Should a line in the entries below contain "case", return that line.
------------------------
PR #3206, opened 2025-11-04
fix(knex-instrumentation): use correct db system attribute

pantajoe:

[MikroORM](https://mikro-orm.io) overrides the default postgres client in knex to a [`PostreSqlKnexDialect`](https://mikro-orm.io/api/knex/class/PostgreSqlKnexDialect), so `Knex.client.config.client` is not a string, but an instance to that dialect class.

Therefore, for users of an ORM that does this with knex, the knex instrumentation triggers a bunch of `Invalid attribute set for database.system.name` warnings.

Use `knex.Client.config.driverName` instead of `knex.Client.config.client` to derive the DB system attribute: `database.system.name` (or the deprecated one `database.system`)


raphael-theriault-swi:
Could you add a test case that illustrates the issue being fixed, and to make sure there isn't a regression in the future ?

pantajoe:
> Could you add a test case that illustrates the issue being fixed, and to make sure there isn't a regression in the future ?

Done ✅

david-luna:
@pantajoe 

I've started the workflows but I'm not sure if this change will be compatible with all the versions supported `>=0.10.0 <4`. 

Update: unit tests pass but we only test with the version set in `package.json`. There is no other version tested

```sh
Run npm run test-all-versions:ci:affected

> opentelemetry-js-contrib@0.1.0 test-all-versions:ci:affected
> npm --loglevel=silent run list:affected | xargs -I {} -t npm run --if-present test-all-versions -w {}
```

david-luna:
Tested down to v1.0.0 locally with the changes in https://github.com/open-telemetry/opentelemetry-js-contrib/pull/3221 and no errors :)

Let's merge #3221 first so we see the tests results in CI.

pantajoe:
Nice, happy to hear that 👍🏽

PR #3224, opened 2025-11-14
chore(deps): remove rollup override workaround

overbalance:

Removes the `rollup@4.52.5` override that was previously added as a workaround for the postinstall script issue in rollup 4.53.0.

Ref: https://github.com/rollup/rollup/issues/6168

- Removed the `overrides` section from `package.json` that pinned rollup to version 4.52.5
- Updated `package-lock.json` to reflect the latest compatible rollup version and its dependencies

The rollup postinstall script issue has been resolved in newer versions, so the override is no longer needed.

### DIFF
--- a/package-lock.json
+++ b/package-lock.json
@@ -282,59 +282,58 @@
       }
     },
     "node_modules/@aws-sdk/client-bedrock-runtime": {
-      "version": "3.926.0",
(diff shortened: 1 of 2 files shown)


raphael-theriault-swi:
cc @trentm since I think you have the most context on this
------------------------
# Your response
Could you add a test case that illustrates the issue being fixed, and to make sure there isn't a regression in the future ?
> Could you add a test case that illustrates the issue being fixed, and to make sure there isn't a regression in the future ?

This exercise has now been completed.